With back-to-school season occurring during a global pandemic, the disparities of resources, including access to technology and other tools, is a major point of concern. How does the at-home or remote schooling occurring due to the pandemic exasperate or display these divisions?
Many of us who studied digital technology adoption pre-COVID have been thinking quite a lot about this topic, as you can imagine. As we look to the fall, it’s hard to not think that teachers at most public schools, particularly schools serving less affluent students of color that already lack financial and infrastructural support, will be working under less than ideal conditions. Teachers are already rallying for possible strikes against their employers at the prospect of risking their lives or teaching remotely without needed training and support. If these are the workplace dynamics, then I expect this teacher stress will extend to students through online instruction, as well. It will not be collaborative, learning-centered, and fun, to say the least, as I’ve seen how some online learning experiences can actually be.

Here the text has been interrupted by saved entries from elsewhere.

PR #584, opened 2026-06-24
fix(mergify): prevent endless dependabot PR recreation loops

okurz:
Motivation:
Dependabot's daily updates reset Mergify's 4-day wait timer. This causes
the PRs to close and reopen in an endless loop.

Design Choices:
Remove the 4-day wait rule and use Dependabot's built-in 7-day cooldown
instead, which naturally handles supply chain risks.

Benefits:
Stops the endless PR loops while maintaining secure automated updates.

Similar to https://github.com/openSUSE/qem-dashboard/pull/3362

### DIFF
--- a/.mergify.yml
+++ b/.mergify.yml
@@ -34,25 +34,13 @@ pull_request_rules:
       - and: *base_checks
       - and:
           - author=dependabot[bot]
-          - "label=waited"
     actions:
       queue:
       merge:
         method: squash
-  - name: Wait for some time before validating merge
-    actions:
-      label:
-        add:
-          - waited
-        remove:
-          - waiting
+  - name: continuously rebase pull requests when it's labeled with `rebase`
     conditions:
-      - and:
-          - updated-at<4 days ago
-          - author=dependabot[bot]
-  - name: continuously rebase pull requests when it's labeled with `rebase` or `waited`
-    conditions:
-      - label~=rebase|waited
+      - label=rebase
     actions:
       rebase:
         bot_account: suse-qe-tools-mergify
--- a/.github/dependabot.yml
+++ b/.github/dependabot.yml
@@ -6,6 +6,8 @@ updates:
     schedule:
       interval: "weekly"
       day: "monday"
+    cooldown:
+      default-days: 7
     open-pull-requests-limit: 5
     labels:
       - "waiting"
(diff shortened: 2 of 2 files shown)


.mergify.yml
```diff
@@ -33,26 +33,15 @@ pull_request_rules:
     conditions:
       - and: *base_checks
       - and:
+          - base=master
```
asmorodskyi: this is not needed because it already contained in `*base_checks`

asmorodskyi (changes requested):

.mergify.yml
okurz: oops, rebase problem. fixed.

asmorodskyi (approved):

Martchus:
Where is the built-in cooldown of 7 days configured? Is that the default?

asmorodskyi:
> Where is the built-in cooldown of 7 days configured? Is that the default?

I am not sure why Oli stating 7 days , I see 4 https://github.com/openSUSE/qem-bot/blob/master/.mergify.yml#L51 . Idea is that PR is cooling for 4 days with one label (`waiting`) than mergify will replace label to `waited` than in next iteration mergify will merge it . 

At least this is how I got it :thinking:

okurz:
> Where is the built-in cooldown of 7 days configured? Is that the default?

See https://github.com/openSUSE/qem-bot/blob/0783f8f93ffac3524273b10f2cb7f3b5bcee0f20/.github/dependabot.yml#L8

```
    schedule:
      interval: "weekly"
      day: "monday"
```

asmorodskyi:
> > Where is the built-in cooldown of 7 days configured? Is that the default?
> 
> See
> 
> https://github.com/openSUSE/qem-bot/blob/0783f8f93ffac3524273b10f2cb7f3b5bcee0f20/.github/dependabot.yml#L8
> 
> ```
>     schedule:
>       interval: "weekly"
>       day: "monday"
> ```

disagree.  you can not count frequency of dependabot updates , how fast mergify merge PR is only what matters . Imagine that compromised package was release on Monday and dependabot immediately created PR for that .

asmorodskyi (changes requested):
I got confused by commit message and didn't pay attention to actual change .  actually change left us without cooldown period so it is not good idea

okurz:
> I got confused by commit message and didn't pay attention to actual change . actually change left us without cooldown period so it is not good idea

you are right. We are actually missing a "cooldown" setting here

EDIT: DONE

asmorodskyi (approved):

nicksinger (approved):

PR #588, opened 2026-07-03
fix: remove dead code

asmorodskyi:
we stop using source-report comparison following
best industry standards we need to drop it.


okurz (changes requested):
code change looks good so far. Please verify when an actual product increment request is open.

okurz (approved):
verified with `OBS_URL=https://api.suse.de ./qem-bot.py --dry increment-approve --schedule`

kalikiana (approved):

I’d echo other scholars in arguing that schools should focus on continued closure of digital divides to ensure the most disadvantaged don’t encounter further setbacks: reducing gaps in both digital access and skills. But I add that we need to ensure that teachers are safe and supported, otherwise we will see unequal uses of digital tools, even similar ones, for instruction. Federal, state, and district priority must be to protect faculty health, whether in-person or not. Teachers need to be treated as collaborators, not downstream executors, of digitized instruction—and they need technical support and training. Further, just because school members are increasingly going online doesn’t mean racial and class biases are left to analog. Teachers, like the rest of us, are subject to racism and racist bias and need continued professional development opportunities to grow and mitigate these effects on instruction.
Further, the recent emergence of teaching pods (small, quarantined groups of students with hired teaching help) really underscores how bad things are; the largely privileged families who will create them will likely reify digital divisions between students. These already advantaged families are seeing the smoke before the fire. They know that, as of right now, most schools aren’t positioned to do right by students. They’ll be able to hire teachers and wave their cash, much like the wealthy parents in my study did, to ensure their children get the best instruction no matter what—digital or not, pandemic or not. Meanwhile, other children will be left behind.
What’s next for you? Do you have any upcoming projects that you’re jazzed about?
Yes! I’m now drawing on data I’ve been collecting over the last few years at YouTube to better understand this “influencer” space. Specifically, I’m analyzing a mixed methods dataset on live streaming content creators and their viewers. I’m really curious about why people create and share themselves in this way and why people tune in. I have a hunch it will teach me something about new media and the contemporary public sphere.
Matthew H. Rafalow is a visiting scholar at the University of California, Berkeley’s Center for Science, Technology, Medicine, and Society and a social scientist at Google.